Marianela aguardó por una respuesta. Sin mirarla siquiera, Caeli solo asintió con la cabeza para evitar que viera sus ojos enrojecidos. Detestaba llorar, y mucho más detestaba que alguien supiera que había llorado. No quería quedar expuesta, desnudar sus miedos; mucho menos en ese momento en el que deseaba aparentar una fortaleza de la cual carecía. La incertidumbre ante el futuro, la inseguridad... todo la llevaba a sentirse vulnerable, perdida. Sin embargo, frente a los demás, y sobre todo por su hijo, quería mostrarse fuerte.

Marianela, que había comprendido la necesidad de silencio de su hermana, caminó hacia el fregadero, tomó un paño de cocina de una de las gavetas y empezó a secar los platos que ella iba dejando en el escurridor. Al cabo de unos minutos del repetitivo ritual en el que solo se limitaban a lavar y secar la vajilla, Marianela volteó hacia su hermana y le tomó la mano derecha con la intención de detener sus movimientos. Esto obligó a Caeli a mirarla. Se trató de un instante al cabo del cual volvió a voltear el rostro.

–¿Dónde estabas? –quiso saber Marianela. Caeli se alzó de hombros.

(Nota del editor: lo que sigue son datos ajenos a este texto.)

PR #2791, opened 2024-01-26
fix: carousel should stop immediately after interval is set to false

### LINKED ISSUE #2779: Carousel: switching interval to false does not deactivate autoplay directly
- components: `carousel`
- reactstrap version `#8.10.1`
- react version `#17.0.2`
- bootstrap version `#4.5.2`

### What is happening?

With the Carousel, we can deactivate the autoplay by setting the interval props to `false`. However, this is not taken into account directly but only after one last automatic transition to the next slide. I think this is due to the the following piece of code  in carousel.js : 

```
componentDidUpdate(prevProps, prevState) {
    if (prevState.activeIndex === this.state.activeIndex) return;
    this.setInterval();
  }
```

An additional check between prevState.interval and this.state.interval should be perform, no?

### What should be happening?

Autoplay should stop as soon as the interval is set to false

### Steps to reproduce issue

1. Load the component with an interval
2. Switch the interval to false

MariusJam:
- [x ] Bug fix 
- [ ] New feature 
- [ ] Chore 
- [ ] Breaking change 
- [ x] There is an open issue which this change addresses
- [x ] I have read the **[CONTRIBUTING](./CONTRIBUTING.md)** document.
- [x ] My commits follow the [Git Commit Guidelines](https://github.com/angular/angular.js/blob/master/DEVELOPERS.md#commits)
- [x ] My code follows the code style of this project.
- [x ] I have added tests to cover my changes.
- [x ] All new and existing tests passed.

Closes #2779


illiteratewriter:
Thank you so much for the PR.

A better solution, in my opinion, would be to clear the interval if the props has changed.
Something like:
```
 componentDidUpdate(prevProps, prevState) {
    if (prevProps.interval !== this.props.interval) {
      this.setInterval();
    }
    if (prevState.activeIndex === this.state.activeIndex) return;
    this.setInterval();
  }
```

Currently, there is another bug which is once the carousel is stopped, it does not restart even if you toggle the interval back to a number. the above fixes that issue also. (We are calling setInterval again because it has a clearInterval inside it which takes care of clearing the interval and running the interval again only if needed).

Also the second thing is currently we are deprecating enzyme so it would be great if you can change the tests to run using react testing library instead.

src/__tests__/Carousel.spec.js
```diff
@@ -765,5 +766,23 @@ describe('Carousel', () => {
       jest.advanceTimersByTime(1000);
       expect(next).toHaveBeenCalled();
     });
```
illiteratewriter, line 768: It would be great if you can rewrite the test to use react testing library

src/Carousel.js
```diff
@@ -112,7 +112,12 @@ class Carousel extends React.Component {
   }
 
   componentDidUpdate(prevProps, prevState) {
-    if (prevState.activeIndex === this.state.activeIndex) return;
+    if (
```
illiteratewriter, line 115: better solution as mentioned in the comments

illiteratewriter (changes requested):

src/Carousel.js
MariusJam: Hi,

I can implement the solution you propose indeed but there will be one side effect (should it be considered as a breaking change?): it will restart the interval to 0 at every change. So, let's say you set an interval at 5s and, after 4s, you change the interval to 10s, it will wait 10 more seconds before transitioning. So, in total, it will be 14 seconds before the first transition whereas the current behaviour is different: it does the first transition after 5 seconds and a second transition after 10 seconds.

I guess that if we want to avoid this side effect, we should check that we are in a case of stopping/restarting the carousel. For instance:

```javascript
 componentDidUpdate(prevProps, prevState) {
    if (prevProps.interval !== this.props.interval && (prevProps.interval === false || this.props.interval === false)) {
      this.setInterval();
    }
    if (prevState.activeIndex === this.state.activeIndex) return;
    this.setInterval();
  }
```

Would you be okay with this proposal?

illiteratewriter: `&& (prevProps.interval === false || this.props.interval === false)) {` this will be the case every time we stop and restart right? which means this is always going to be true I guess.

MariusJam: > this will be the case every time we stop and restart right?

Yes indeed and I think that's what we want. In that way we fix both issues: the one described in https://github.com/reactstrap/reactstrap/issues/2779 and the one you mentioned in your first comment.

> which means this is always going to be true I guess (as in on the edge case you mentioned).

I don't think so. Or I'm missing something. :thinking:. As far as I understand, `prevProps.interval` would be equal to `5000` and `this.props.interval` to `10000` in my example. So, in that case, `&& (prevProps.interval === false || this.props.interval === false)) {` is going to be false.

illiteratewriter: My bad. Sure, sounds good to me.

PR #2806, opened 2024-05-21
chore(fixes #2801): use function default parameters

### LINKED ISSUE #2801: Fade: Support for defaultProps will be removed from function components in a future major release. Use JavaScript default parameters instead.
chunk-FUOFC43Q.js?v=2a0f9713:521 Warning: Fade: Support for defaultProps will be removed from function components in a future major release. Use JavaScript default parameters instead.
    at Fade (

islam-kamel:
chore(fixes #2801): use function default parameters instead of **defaultProps**

- [x] Bug fix 
- [ ] New feature 
- [x] Chore 
- [ ] Breaking change 

### DIFF
--- a/src/utils.js
+++ b/src/utils.js
@@ -264,8 +264,8 @@ export function toNumber(value) {
   return isBinary || /^0o[0-7]+$/i.test(value)
     ? parseInt(value.slice(2), isBinary ? 2 : 8)
     : /^[-+]0x[0-9a-f]+$/i.test(value)
-    ? NAN
-    : +value;
+      ? NAN
+      : +value;
 }
 
 export function isFunction(value) {
@@ -381,3 +381,23 @@ export const focusableElements = [
   'video[controls]',
   '[contenteditable]:not([contenteditable="false"])',
 ];
+
+export function addDefaultProps(defaultProps, props) {
+  if (!defaultProps || !props) return props;
+
+  let result = { ...props };
+
+  Object.keys(defaultProps).forEach((key) => {
+    if (result[key] === undefined) {
+      result[key] = defaultProps[key];
+    }
+    if (
+      Object.keys(defaultProps[key] || {}).length > 0 &&
+      typeof defaultProps[key] === 'object'
+    ) {
+      addDefaultProps(defaultProps[key], result);
+    }
+  });
+
+  return result;
+}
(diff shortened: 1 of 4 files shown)


islam-kamel:
@illiteratewriter please check these changes.

kamenminkovcom:
Please, update all the components that use defaultProps.

illiteratewriter:
LGTM

sbaechler:
What is the reason for not using Javascript default props?

sbaechler:
> What is the reason for not using Javascript default props?

Ah, because even undefined props are set (by the prop types?) to undefined and would override the default props.

src/utils.js
```diff
@@ -381,3 +381,23 @@ export const focusableElements = [
...
+
+  let result = { ...props };
+
+  Object.keys(defaultProps).forEach((key) => {
+    if (result[key] === undefined) {
+      result[key] = defaultProps[key];
+    }
+    if (
+      Object.keys(defaultProps[key] || {}).length > 0 &&
+      typeof defaultProps[key] === 'object'
```
illiteratewriter, line 396: This is not considering array (`typeof` array will be object, so it would be better to have something like `!Array.isArray(defaultProps[key])`)

illiteratewriter, line 396: This is not handling the array and the `null` case correctly. We do not need to merge if it is an array so the conditions should be somwhere around the lines of `!Array.isArray(defaultProps[key])` and should also have a check for `null` case `defaultProps[key] !== null` because `typeof null === 'object'` is true

illiteratewriter (approved):

charlesfayal:
I'm still seeing this issue with v9.2.3 on the Popover component 

`console.js:288 Warning: Popover: Support for defaultProps will be removed from function components in a future major release. Use JavaScript default parameters instead.
    at Popover (http://localhost:3000/static/js/bundle.js:503660:95)`

SabihYallaMotor:
> I'm still seeing this issue with v9.2.3 on the Popover component
> 
> `console.js:288 Warning: Popover: Support for defaultProps will be removed from function components in a future major release. Use JavaScript default parameters instead. at Popover (http://localhost:3000/static/js/bundle.js:503660:95)`

same for tooltip and popover component...

PR #2812, opened 2024-06-28
refactor(#2801): Remove defaultProps api for function components 

### LINKED ISSUE #2801: Fade: Support for defaultProps will be removed from function components in a future major release. Use JavaScript default parameters instead.

sbaechler:
- [ ] Bug fix 
- [ ] New feature 
- [x] Chore 
- [ ] Breaking change 

Fixes #2801 

This pull request is based on https://github.com/reactstrap/reactstrap/pull/2806 by @islam-kamel.

The defaultProps were removed from the 3 functional components Fade, Tooltip and Popover.

It does require a new method that actively checks the props for `undefined`. Most likely because propTypes adds props that are not passed-in. However, the new method only does a shallow comparison (since functional components only do a shallow compare).

### DIFF
--- a/src/Fade.js
+++ b/src/Fade.js
@@ -3,12 +3,13 @@ import PropTypes from 'prop-types';
 import classNames from 'classnames';
 import { Transition } from 'react-transition-group';
 import {
+  addDefaultProps,
   mapToCssModules,
   omit,
   pick,
+  tagPropType,
   TransitionPropTypeKeys,
   TransitionTimeouts,
-  tagPropType,
 } from './utils';
 
 const propTypes = {
@@ -50,12 +51,13 @@ function Fade(props) {
     children,
     innerRef = ref,
     ...otherProps
-  } = props;
+  } = addDefaultProps(defaultProps, props);
 
   const transitionProps = pick(
     { defaultProps, ...otherProps },
     TransitionPropTypeKeys,
   );
+
   const childProps = omit(otherProps, TransitionPropTypeKeys);
 
   return (
@@ -77,6 +79,5 @@ function Fade(props) {
 }
 
 Fade.propTypes = propTypes;
-Fade.defaultProps = defaultProps;
 
 export default Fade;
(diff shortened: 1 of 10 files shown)


src/Fade.js
```diff
@@ -50,12 +51,12 @@ function Fade(props) {
     children,
     innerRef = ref,
     ...otherProps
-  } = props;
+  } = addDefaultProps(fadeDefaultProps, props);
 
-  const transitionProps = pick(
-    { defaultProps, ...otherProps },
+  const transitionProps = pick(otherProps,
```
sbaechler, line 56: @amillward I changed this line to remove the `defaultProps` prop. 
I was assuming the previous version was a mistake because `defaultProps` would be passed-in as prop. I could not find a hint in the code or the documentation for `Transition` that this prop is supported. There is no change in the test results either. Can you confirm that this change is ok?

sbaechler: Actually, it would be immediately removed by the `pick` function.

vladdg-dev:
Please remove defaultProps for all affected components. It's not only Fade, Tooltip and Popover. It's also Nav, NavItem, Badge, Breadcrumb, BreadcrumbItem, Container, Row, Col, Card, CardHeader, CardBody. Thank you.

sbaechler:
> Please remove defaultProps for all affected components. It's not only Fade, Tooltip and Popover. It's also Nav, NavItem, Badge, Breadcrumb, BreadcrumbItem, Container, Row, Col, Card, CardHeader, CardBody. Thank you.

@vladdg-dev defautProps are only deprecated for function components. They are still supported for class components and all other components are class components.

mizozobu:
We need this. Some components are referencing [`Fade.defaultProps`](https://github.com/search?q=repo%3Areactstrap%2Freactstrap%20Fade.defaultProps&type=code), but `Fade.defaultProps` is `undefined`.

I get the warning when I use `Toast`.

```
Warning: Failed prop type: The prop `timeout` is marked as required in `Fade`, but its value is `undefined`.
```

PR #2814, opened 2024-08-02
fix: prevent setopen to set undefined value for open

kevinrawal:
## Issue Description

**Problem:**
A component that uses an accordion component is experiencing a warning while executing the test cases in jest when toggled to a closed state. The `open` prop, defined as required, is being set to `undefined` during this process. This leads to test failures in components utilizing the Accordion due to the required prop violation.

–Por ahí –fue su escueta respuesta.

Marianela exhaló un hondo suspiro al comprender que, al menos por el momento, no pretendía decir mucho más. Ella, que en cambio era de la idea de que no hay que guardarse nada: ni palabras, ni emociones, no se quedaría callada con tal de empujar a su hermana a un sanador desahogo.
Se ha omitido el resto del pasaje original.